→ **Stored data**
+-------+
PR #817, opened 2022-01-04
fix: rename lerna's --include-filtered-dependencies option

Rauno56:

`--include-filtered-dependencies` option is deprecated:
https://github.com/lerna/lerna/commit/f2c3a92fe41b6fdc5d11269f0f2c3e27761b4c85

Rename `--include-filtered-dependencies` -> `--include-dependencies`.
Also substituting `$(npm pkg get name)` in the `package.json` of `@opentelemetry/instrumentation-aws-sdk` - GHA logs seem to tell us it's not properly working.

### DIFF
--- a/lerna.json
+++ b/lerna.json
@@ -1,5 +1,4 @@
 {
-  "lerna": "3.13.4",
   "npmClient": "npm",
   "packages": [
     "packages/*",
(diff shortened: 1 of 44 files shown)


vmarchaud (approved):

lerna.json
```diff
@@ -1,5 +1,4 @@
 {
-  "lerna": "3.13.4",
```
vmarchaud, line 2: why do we need to remove this ?

Rauno56: It's deprecated from v3 and duplicated with the one in `package.json`.
See: https://github.com/lerna/lerna/pull/1225

naseemkullah (approved):

legendecas (approved):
+-------+
→ **PROBLEM**
Each record, exactly as written, is to be printed again.

→ **REPLY TO THE TASK**
PR #817, opened 2022-01-04
fix: rename lerna's --include-filtered-dependencies option

Rauno56:

`--include-filtered-dependencies` option is deprecated:
https://github.com/lerna/lerna/commit/f2c3a92fe41b6fdc5d11269f0f2c3e27761b4c85

Rename `--include-filtered-dependencies` -> `--include-dependencies`.
Also substituting `$(npm pkg get name)` in the `package.json` of `@opentelemetry/instrumentation-aws-sdk` - GHA logs seem to tell us it's not properly working.

### DIFF
--- a/lerna.json
+++ b/lerna.json
@@ -1,5 +1,4 @@
 {
-  "lerna": "3.13.4",
   "npmClient": "npm",
   "packages": [
     "packages/*",
(diff shortened: 1 of 44 files shown)


vmarchaud (approved):

lerna.json
```diff
@@ -1,5 +1,4 @@
 {
-  "lerna": "3.13.4",
```
vmarchaud, line 2: why do we need to remove this ?

Rauno56: It's deprecated from v3 and duplicated with the one in `package.json`.
See: https://github.com/lerna/lerna/pull/1225

naseemkullah (approved):

legendecas (approved):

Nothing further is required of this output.